Study material ▸

PR #469, opened 2020-03-27
UX-602 add button group

Nandez89:
### Purpose 🚀
This PR introduces the first version of the `<ButtonGroup>` component. 

### Notes ✏️
- For this version the idea is to roll it out first as an uncontrolled component and then extend it later when needed.
- Also content truncation only happens if the component is in full width. 

### Updates 📦
- [x] PATCH (bug fix) change to `@paprika/button`

### Storybook 📕
http://storybooks.highbond-s3.com/paprika/UX-602-add-ButtonGroup

### Screenshots 📸
Some examples :) 
Screen Shot 2020-04-16 at 11 29 34 AM
Screen Shot 2020-04-16 at 11 29 45 AM
Screen Shot 2020-04-16 at 11 32 01 AM

### References 🔗
https://aclgrc.atlassian.net/browse/UX-602


packages/ButtonGroup/src/ButtonGroup.js
```diff
@@ -0,0 +1,112 @@
...
+      }
+
+      setSelectedItems(newSelectedItemIds);
+      if (onChange) {
+        onChange(newSelectedItemIds);
+      }
+    }
+  };
+
+  const bestTabIndex = isButtonGroupDisabled && tabIndex === null ? -1 : tabIndex || 0;
```
mikrotron, line 72: Since this happens already in the `<Button>` component, we can omit it here and just pass `tabIndex` through to the `<ButtonItem>`.

FYI, this code may look a bit convoluted, but the point is that if the button is disabled, you can still allow it to be in the tab order by passing `tabIndex={0}`.  While this is not the usual case, sometimes for accessibility it's helpful to let screen reader users know the disabled button is there on the page as they tab through.

packages/ButtonGroup/src/ButtonGroup.js
```diff
@@ -0,0 +1,112 @@
...
+    size,
+    isSemantic,
+    ...moreProps,
+  };
+
+  if (isSemantic) {
+    buttonProps.disabled = isButtonGroupDisabled;
+  } else {
+    buttonProps.tabIndex = bestTabIndex;
+  }
```
mikrotron, line 89: This also can just be taken care of internally in the `<Button>` as long as we pass `isSemantic` through.

packages/ButtonGroup/src/ButtonGroup.styles.js
```diff
@@ -0,0 +1,32 @@
...
+export const Button = styled(ButtonItem)``;
+
+export const ButtonGroup = styled.div`
+  display: inline-flex;
+
+  ${Button} {
+    border-radius: 0;
+
+    &:first-child {
+      border-radius: ${tokens.spaceSm} 0 0 ${tokens.spaceSm};
```
mikrotron, line 19: Even though the result is the same, it would be better to use the more semantic token `button.borderRadius` here.

packages/ButtonGroup/src/components/ButtonItem/ButtonItem.styles.js
```diff
@@ -0,0 +1,39 @@
...
+    background-color: ${tokens.color.blueLighten30};
+    border-color: ${tokens.color.blue};
+  }
+`;
+
+export const CheckIcon = styled(Check)``;
+export const TimesIcon = styled(Times)``;
+
+export const ButtonItem = styled(Button)`
+  ${TimesIcon} {
```
mikrotron, line 22: Can you combine these rules as: 
`${TimesIcon}, ${CheckIcon} { ... }`
?

packages/ButtonGroup/stories/examples/Showcase.js
```diff
@@ -0,0 +1,40 @@
...
+const buttonGroupProps = () => ({
+  onChange: clickHandler,
+  hasIcons: boolean("hasIcons", false),
+  isDisabled: boolean("isDisabled", false),
+  isFullWidth: boolean("isFullWidth", false),
+  isSemantic: boolean("isSemantic", true),
+});
+
+const logSelected = selected => {
+  console.log(selected);
```
mikrotron, line 22: Instead of logging to the console, in the Storybook it's nicer to use the `action()` addon.  You can still pass the result, `selected`, to be output.

Nandez89:
Nice! 👍 thanks for the suggestions, I will have a look and make some improvements :)

packages/ButtonGroup/src/components/ButtonItem/ButtonItem.js
```diff
@@ -0,0 +1,41 @@
...
+  children: null,
+  hasIcon: false,
+  isActive: false,
+};
+
+const ButtonItem = props => {
+  const { children, label, isActive, hasIcon } = props;
+
+  return (
+    <sc.ButtonItem key={label} data-pka-anchor="button" {...props} kind="flat">
```
mikrotron, line 30: The `label` isn't actually being used, in your example anyway. You don't really need the `key` here either, you just need it in ButtonGroup, where you do a `map()`.

packages/ButtonGroup/src/ButtonGroup.js
```diff
@@ -0,0 +1,112 @@
...
+
+const ButtonGroup = props => {
+  const { children, hasIcons, isDisabled, isFullWidth, isSemantic, onChange, tabIndex, size, ...moreProps } = props;
+
+  const [selectedItems, setSelectedItems] = React.useState([]);
+  const isButtonGroupDisabled = isDisabled;
+
+  const handleClick = event => {
+    if (!isButtonGroupDisabled) {
+      const clickedId = event.target.textContent;
```
mikrotron, line 54: This works okay in your example where the content of each button is just a string, but theoretically you can have a `node` there, which could get weird. I wonder if it would be better to have a required `value` prop for each `ButtonItem`, kind of like a checkbox or radio control.  That would need to be unique, and could be used for the key, and for the onClick API. What do you think?

mikrotron: ... it could also be different than the visible label too, and more useful for the application developer that might care about some data value more than the (localized) label on the button.

packages/ButtonGroup/src/components/ButtonItem/ButtonItem.js
```diff
@@ -0,0 +1,41 @@
...
+};
+
+const defaultProps = {
+  children: null,
+  hasIcon: false,
+  isActive: false,
+};
+
+const ButtonItem = props => {
+  const { children, label, isActive, hasIcon } = props;
```
mikrotron, line 27: Probably you should peel off `moreProps` here and propagate to the actual `<Button>` below.

packages/ButtonGroup/src/components/ButtonItem/ButtonItem.js
mikrotron: Also, you don't need the `pka-anchor` and `kind` here if they're already in ButtonGroup.  But actually, I'm not sure which place makes the _most_ sense 🤔

packages/ButtonGroup/src/ButtonGroup.js
Nandez89: Nice idk I think it makes sense, I'm just having a hard time visualizing how can node be more than just the button with the label. I guess technically we are allowing the user to pass in anything, but maybe that is the restriction we need instead?

If we go down the path you suggest would we need to define an `onClick` for each ButtonItem to bubble up the value prop? or how would that value be captured on the event?

packages/ButtonGroup/src/ButtonGroup.js
```diff
@@ -0,0 +1,106 @@
...
+import { ShirtSizes } from "@paprika/helpers/lib/customPropTypes";
+
+import * as sc from "./ButtonGroup.styles";
+import ButtonItem from "./components/ButtonItem";
+
+const propTypes = {
+  /** The content of each of the toggle buttons in the group. */
+  children: PropTypes.node,
+
+  /** T show or hide the icons for selected or not. */
```
oscarkwan, line 13: Typo here i think.

packages/ButtonGroup/src/ButtonGroup.js
```diff
@@ -0,0 +1,105 @@
...
+  children: null,
+  hasIcons: false,
+  isDisabled: false,
+  isFullWidth: false,
+  isSemantic: true,
+  onChange: () => {},
+  size: ShirtSizes.MEDIUM,
+};
+
+const ButtonGroup = props => {
```
nahumzs, line 43: nip: can we use `function ButtonGroup` when declaring const function might be hard for the reader to distinguish if it's the beginning of the component or just a declaration inside of it.

packages/ButtonGroup/src/ButtonGroup.js
```diff
@@ -0,0 +1,105 @@
...
+  const { children, hasIcons, isDisabled, isFullWidth, isSemantic, onChange, size } = props;
+
+  const validChildren = children.filter(child => child.type.displayName === ButtonItem.displayName);
```
nahumzs, line 46: I think this way of extracting children will fail in different user scenarios as:
```jsx
function renderButtonItems()
  return (<React.Fragment>
     < ButtonGroup.Item>1< ButtonGroup.Item>
     < ButtonGroup.Item>2< ButtonGroup.Item>);
</React.Fragment>)
```

You can use extractChildren function from the helpers and you should have better coverage. 

https://github.com/acl-services/paprika/blob/master/packages/helpers/src/extractChildren.js

how to use it:
https://github.com/acl-services/paprika/blob/master/packages/SidePanel/src/SidePanel.js#L107

packages/ButtonGroup/src/ButtonGroup.js
```diff
@@ -0,0 +1,105 @@
...
+      const newSelectedItems = [...selectedItems];
+
+      if (itemUsedToBeSelected) {
+        newSelectedItems.splice(itemIndex, 1);
+      } else {
+        newSelectedItems.push(clickedId);
+      }
+
+      setSelectedItems(newSelectedItems);
+      if (onChange) {
```
nahumzs, line 65: `if(onChange && typeof onChange === "function")`

packages/ButtonGroup/src/ButtonGroup.js
```diff
@@ -0,0 +1,105 @@
...
+const ButtonGroup = props => {
+  const { children, hasIcons, isDisabled, isFullWidth, isSemantic, onChange, size } = props;
+
+  const validChildren = children.filter(child => child.type.displayName === ButtonItem.displayName);
+
+  const initiallySelectedItems = validChildren.filter(item => item.props.isActive).map(item => item.props.value);
+
+  const [selectedItems, setSelectedItems] = React.useState([...initiallySelectedItems]);
+
+  const handleClick = clickedId => {
```
nahumzs, line 52: just for consistency with our other components can we do it in a curry format like:

const handleClick = (clickedId) => ()  => {
  { /* ... your code... */ } 
}

so later on line: 81 we can do:

`onClick={handleClick(item.props.value)}`

packages/ButtonGroup/src/ButtonGroup.js
```diff
@@ -0,0 +1,105 @@
...
+    <sc.ButtonGroup {...props}>
+      {validChildren.map(item => {
+        const buttonProps = {
+          isDisabled,
+          ...item.props,
+
+          hasIcon: hasIcons,
+          isFullWidth,
+          isSemantic,
+          onClick: () => handleClick(item.props.value),
```
nahumzs, line 81: if you adopted the curry function now you can just do: `onClick={handleClick(item.props.value)}`

packages/ButtonGroup/src/ButtonGroup.js
```diff
@@ -0,0 +1,105 @@
...
+          size,
+        };
+
+        return (
+          <sc.Button
+            {...buttonProps}
+            isActive={selectedItems.includes(item.props.value)}
```
nahumzs, line 88: nip: here you used includes but before you used index of, nothing big deal just curious any reason why no used the same approach in both cases?

nahumzs:
Thank you!! Daniel the component on storybook looks really polish 💥 🙏

packages/ButtonGroup/src/ButtonGroup.js
alexzherdev: I can see this has already been refactored some on the way from ACL UI so...
I still don't have 100% 🦅 👁️on this, but I'm ~90% sure that we're again iterating over children when it's not necessary. Seems like everything here can be achieved with context. @Nandez89 an example of what I mean: https://github.com/acl-services/paprika/pull/134

nahumzs: ^ yeap context can also be used here. thought its a small component with not too many variations.

oscarkwan:
Can you make it so the icons align centered with the text?

Screen Shot 2020-04-16 at 7 21 56 PM

packages/ButtonGroup/src/ButtonGroup.js
alexzherdev: Well it was you who brought up the fragment thing 😄 that won’t work with `extractChildren` but it will work with context. Just in general the more people are aware of this the better

packages/ButtonGroup/src/ButtonGroup.js
alexzherdev: 👍 but the first check is redundant

johnpeele:
Hahaha, I just realized that Oscar made the same comment I was about to make. I made a screen recording of a suggested fix before I read all the comments 😆

https://www.loom.com/share/23cb8913843148bda1b1698a880be79f

cc @oscarkwan

Nandez89:
👍 Nice, all great feedback, thanks everyone for having a look. I will coordinate with Mike depending on how fast we need these to start making the changes. definitely learning a lot from doing this collaboration.

alexzherdev:
Is it expected that the active buttons have the same kind of outline as one that indicates focus? This means when I tab onto an active button, I can't tell that it's focused. (in the screenshot, "two" is focused)
image

packages/ButtonGroup/src/ButtonGroup.js
Nandez89: Hi @nahumzs, it took a while, but I'm back at addressing some of these suggestions... I wanted to confirm what is the preferred approach here. 
Just got a bit confused since there are already a bunch of components that use `const name` as the approach.

In this line the idea is to declare the beginning of a component so it should be declared using the `function ButtonGroup(props){...`?

packages/ButtonGroup/src/ButtonGroup.js
Nandez89: mmm to be honest, at the time of doing it was probably me just following the logic on the Toggle component from previous library for the indexOf. But then for this `isActive` flag just reads cleaner using `includes`.

When trying to use `includes` on both though... I did notice we do need the `indexOf` the item not only to see if it's included but also to be able to do the splice if the item was already selected. So I'd say we could avoid looping the array twice. But happy to do it either way... I don't thing this lists will be significantly big to cause issues for that. 🤷  :)

packages/ButtonGroup/src/ButtonGroup.js
Nandez89: These are both interesting cases: 
On the extractChildren approach would be good to use and I its more explicit code for readability, and avoiding having to manually loop over the child seems like a good trade off too... 
I still don't have too much practice with the use of the Context though... so I find it a bit obscure when I'm trying to understand how the context will filter only certain allowed children to be passed in. 

I will look into it more and if I get caught in a loop (🥁) I'll hand it over to Mike to help me out

nahumzs: Hey @Nandez89 take a look at this I wrote it after this threat :) the option number two it's the one that talks about these specific cases [SubComponent Pattern](https://github.com/acl-services/paprika/wiki/React-SubComponent-Pattern#2-composing-your-parent-component-with-different-subcomponents) there its a codesandbox example at the bottom so you can see the code working. 

in short for this case is better to use Context, I take back my initial suggestion, give it a try if you find it hard, we can go with this solution and refactor it later :)

packages/ButtonGroup/src/ButtonGroup.js
nahumzs: no issue was just curiosity everything 👍

packages/ButtonGroup/src/ButtonGroup.js
nahumzs: Yes exactly, a lot of content in the community declare components with `const MyComponent = (props) => {}` and its 100% valid. 

To make a visual improvement in paprika it is better to use the `function MyComponent` declaration whenever you start a component. Its just a visual breaking point to enhance the visual experience that's all.

Nandez89: Sounds good, 💯 I will apply.

packages/ButtonGroup/src/ButtonGroup.js
alexzherdev: I'm not sure what the utility is in filtering children in this case. If you stick something other than a buttongroup item into a buttongroup then... you should know you're not gonna have something that makes sense or renders well? 🤷‍♂️

Nandez89:
> Hahaha, I just realized that Oscar made the same comment I was about to make. I made a screen recording of a suggested fix before I read all the comments 😆
> 
> https://www.loom.com/share/23cb8913843148bda1b1698a880be79f
> 
> cc @oscarkwan

Hey guys I did try the suggested solution for the alignment issue, but that ended up breaking truncation for the full width...so in the end I did some of the more minor fixes and I shared the findings with Mike and he's gonna continue looking into that and the other changes requested I couldn't get to. 

Thanks again everyone for the support and guidance and I'll follow up on future updates to continue to learn. 🙌

packages/ButtonGroup/src/components/ButtonItem/ButtonItem.js
```diff
@@ -0,0 +1,81 @@
...
+    setSelectedItems,
+  } = React.useContext(ButtonGroupContext);
+
+  React.useEffect(() => {
+    if (defaultIsActive) {
+      setSelectedItems(prevItems => {
+        return isMulti ? [...prevItems, value] : [value];
+      });
+    }
+  }, []);
```
mikrotron, line 47: An appropriate way to push the `defaultIsActive` prop up to the context for initial selected state?

alexzherdev: If going this way, better to use a layout effect to remove the possibility of the user seeing the wrong UI.
Have you considered having a `defaultValue` on the button group instead?

mikrotron: I think having `defaultIsActive` on the actual `<Item>` is a more intuitive + desirable API, which is why I wanted to go this direction.

alexzherdev: My thinking is that if it's likely that the set of values is not hardcoded but rather comes from a data source, then it's more work to distribute those values across the individual items, rather than just pass it over to the root component.

packages/ButtonGroup/stories/examples/Sandbox.js
```diff
@@ -0,0 +1,56 @@
...
+    <Tagline>Use the knobs to tinker with the props.</Tagline>
+    <Rule />
+    <p>
+      <button>Pre</button>
+    </p>
+    <ButtonGroup {...props}>
+      <ButtonGroup.Item value="one" kind="primary">
+        One
+      </ButtonGroup.Item>
+      <ButtonGroup.Item value="two" isDisabled defaultIsActive>
```
alexzherdev, line 40: a couple more realistic stories would help see the appropriateness of the API. I.e.:
- the overall set of items can be hardcoded (e.g. "weeks/months/quarters") or dynamic (fetched from the server and coming in as an array)
- the default values can be hardcoded (e.g. always want to start with "weeks" on) or dynamic (if e.g. the last value used is stored as a preference)

I'm not sure what the actual real use cases are (the confluence page just has the one) so feel free to ignore this if you know better 👍

packages/ButtonGroup/src/index.js
```diff
@@ -0,0 +1,3 @@
+import ButtonGroup from "./ButtonGroup";
+
+export { ButtonGroup as default };
```
alexzherdev, line 3:
```suggestion
export { default } from "./ButtonGroup";
```

packages/ButtonGroup/src/ButtonGroup.js
```diff
@@ -0,0 +1,165 @@
...
+  function getButtonRefs() {
+    return Array.from(groupRef.current.querySelectorAll("[data-pka-anchor='button-group.button']"));
+  }
+
+  function getEnabledIndexes() {
+    const buttonRefs = getButtonRefs();
+    return buttonRefs.map((item, index) => (isItemDisabled(item) ? null : index)).filter(index => index !== null);
+  }
+
+  React.useLayoutEffect(() => {
```
oscarkwan, line 74: Was there problems using just `React.useEffect` here?

oscarkwan:
Docs Page? @mikrotron or do later?

packages/ButtonGroup/src/ButtonGroup.js
mikrotron: Just that it would render without the selection for a split second. Same reason Alex recommended `useLayoutEffect` here:
https://github.com/acl-services/paprika/pull/469#discussion_r422331013

mikrotron:
> Docs Page? @mikrotron or do later?

Later.  This PR is big enough without a bunch of stories too.

packages/ButtonGroup/stories/examples/Sandbox.js
mikrotron: As Oscar mentioned, we should have a `Docs` page with some use cases like this.  But I don't actually see any problem with the items coming from an array... that array will just need to be `map()`ed to `<ButtonGroup.Items>`.  If the selected state is included in each item, that will inform the `defaultIsActive` props.  If the selection comes separately, then something like `defaultIsActive: value === savedValue` can be added to each.

alexzherdev: Not gonna die on this hill for this particular component but still think those should be part of the original PR in the same spirit as https://github.com/acl-services/paprika/pull/401#issuecomment-607571444

---

```jsx
<ButtonGroup defaultValue={selectedItems}>
  {items.map((item) => (
    <ButtonGroup.Item>{item}</ButtonGroup.Item>
  ))}
</ButtonGroup>

<ButtonGroup>
  {items.map((item) => (
    <ButtonGroup.Item defaultIsActive={selectedItems.includes(item)}>{item}</ButtonGroup.Item>
  ))}
</ButtonGroup>
```
🤷‍♂️

mikrotron: Yeah, that looks cleaner in the first example, but where did the `selectedItems` come from?
Maybe you'd have to do something like:
```js
const selectedItems = items.filter(item -> item.isSelected)
```
Or 
```js
const selectedItems = items.map(item -> item.value)
```
So it still seems like a toss up to me.  The reason I prefer the current approach though is that fundamentally the selected state of each item is most closely associated with that item.   

Also, if you consider `radio` or `checkbox` `<inputs>`, which this component functionally resembles, this is a closer match to that API.

alexzherdev: Alright, sounds good to me 👍

packages/Button/src/Button.js
```diff
@@ -154,13 +155,17 @@ const Button = React.forwardRef((props, ref) => {
   }
 
   const buttonProps = {
+    tabIndex,
+    "data-pka-anchor": "button",
+    "aria-pressed": isActive,
+    ...moreProps,
+    "data-has-forced-focus": hasForcedFocus || null,
+    isActive,
```
jamiek-acl, line 163: Hmm why did `isActive` get pulled out of moreProps (line 103), only to be added back in here?

mikrotron: Oh, I need it for `aria-pressed` as well (above on L160).

jamiek-acl: ah, didnt see that sneaky line in there

packages/Button/src/Button.styles.js
```diff
@@ -4,9 +4,52 @@ import { css, keyframes } from "styled-components";
...
+  text-decoration: none;
+  text-shadow: none;
+
+  &:focus {
+    box-shadow: none;
+    text-shadow: none;
+    transform: none;
+  }
+
+  &,
```
jamiek-acl, line 22: The lone `&` is to make these styles also apply to the "base" component?

packages/ButtonGroup/src/ButtonGroup.styles.js
```diff
@@ -0,0 +1,36 @@
+import tokens from "@paprika/tokens";
+import styled, { css } from "styled-components";
+
+const Button = "[data-pka-anchor='button-group.button']";
```
jamiek-acl, line 4: maybe `buttonSelector` would be a bit more clear

packages/ButtonGroup/src/components/Item/Item.styles.js
```diff
@@ -0,0 +1,54 @@
...
+
+  &:focus {
+    ${stylers.z(3)}
+  }
+
+  &:hover {
+    ${stylers.z(2)}
+  }
+
+  ${({ isActive }) => (isActive ? activeStyles : "")}
```
jamiek-acl, line 44: You use this pattern a lot.  How do you feel about this alternative:

    ${({ isActive }) => (isActive && activeStyles)}

packages/Button/src/Button.styles.js
mikrotron: Correct.  Saves repeating the CSS rule.

packages/ButtonGroup/src/components/Item/Item.styles.js
mikrotron: It is shorter, so I feel that it is superior 😄

packages/Button/src/Button.styles.js
```diff
@@ -29,23 +72,25 @@ const commonStyles = `
...
         border-color: transparent;
       }
-  
+
       &[kind="flat"] {
         box-shadow: none;
       }
     }
+
+    ${({ isActive }) => (isActive ? activeStyles : "")}
```
jamiek-acl, line 93: Missed this guy

packages/Button/src/Button.styles.js
```diff
@@ -308,5 +316,5 @@ export const iconStyles = props => css`
       `
     : ""}
 
-  ${props.isDropdown ? `margin:0 0 0 ${tokens.spaceSm};` : ""}
+  ${props.isDropdown ? `margin: 0 0 0 ${tokens.spaceSm};` : ""}
```
jamiek-acl, line 319: and this one too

Instructions for the task ▸ Each line from the top of the data, up to and including the line that contains "mikrotron, line 72: Since", should be set down exactly.

Task result ▸
PR #469, opened 2020-03-27
UX-602 add button group

Nandez89:
### Purpose 🚀
This PR introduces the first version of the `<ButtonGroup>` component. 

### Notes ✏️
- For this version the idea is to roll it out first as an uncontrolled component and then extend it later when needed.
- Also content truncation only happens if the component is in full width. 

### Updates 📦
- [x] PATCH (bug fix) change to `@paprika/button`

### Storybook 📕
http://storybooks.highbond-s3.com/paprika/UX-602-add-ButtonGroup

### Screenshots 📸
Some examples :) 
Screen Shot 2020-04-16 at 11 29 34 AM
Screen Shot 2020-04-16 at 11 29 45 AM
Screen Shot 2020-04-16 at 11 32 01 AM

### References 🔗
https://aclgrc.atlassian.net/browse/UX-602


packages/ButtonGroup/src/ButtonGroup.js
```diff
@@ -0,0 +1,112 @@
...
+      }
+
+      setSelectedItems(newSelectedItemIds);
+      if (onChange) {
+        onChange(newSelectedItemIds);
+      }
+    }
+  };
+
+  const bestTabIndex = isButtonGroupDisabled && tabIndex === null ? -1 : tabIndex || 0;
```
mikrotron, line 72: Since this happens already in the `<Button>` component, we can omit it here and just pass `tabIndex` through to the `<ButtonItem>`.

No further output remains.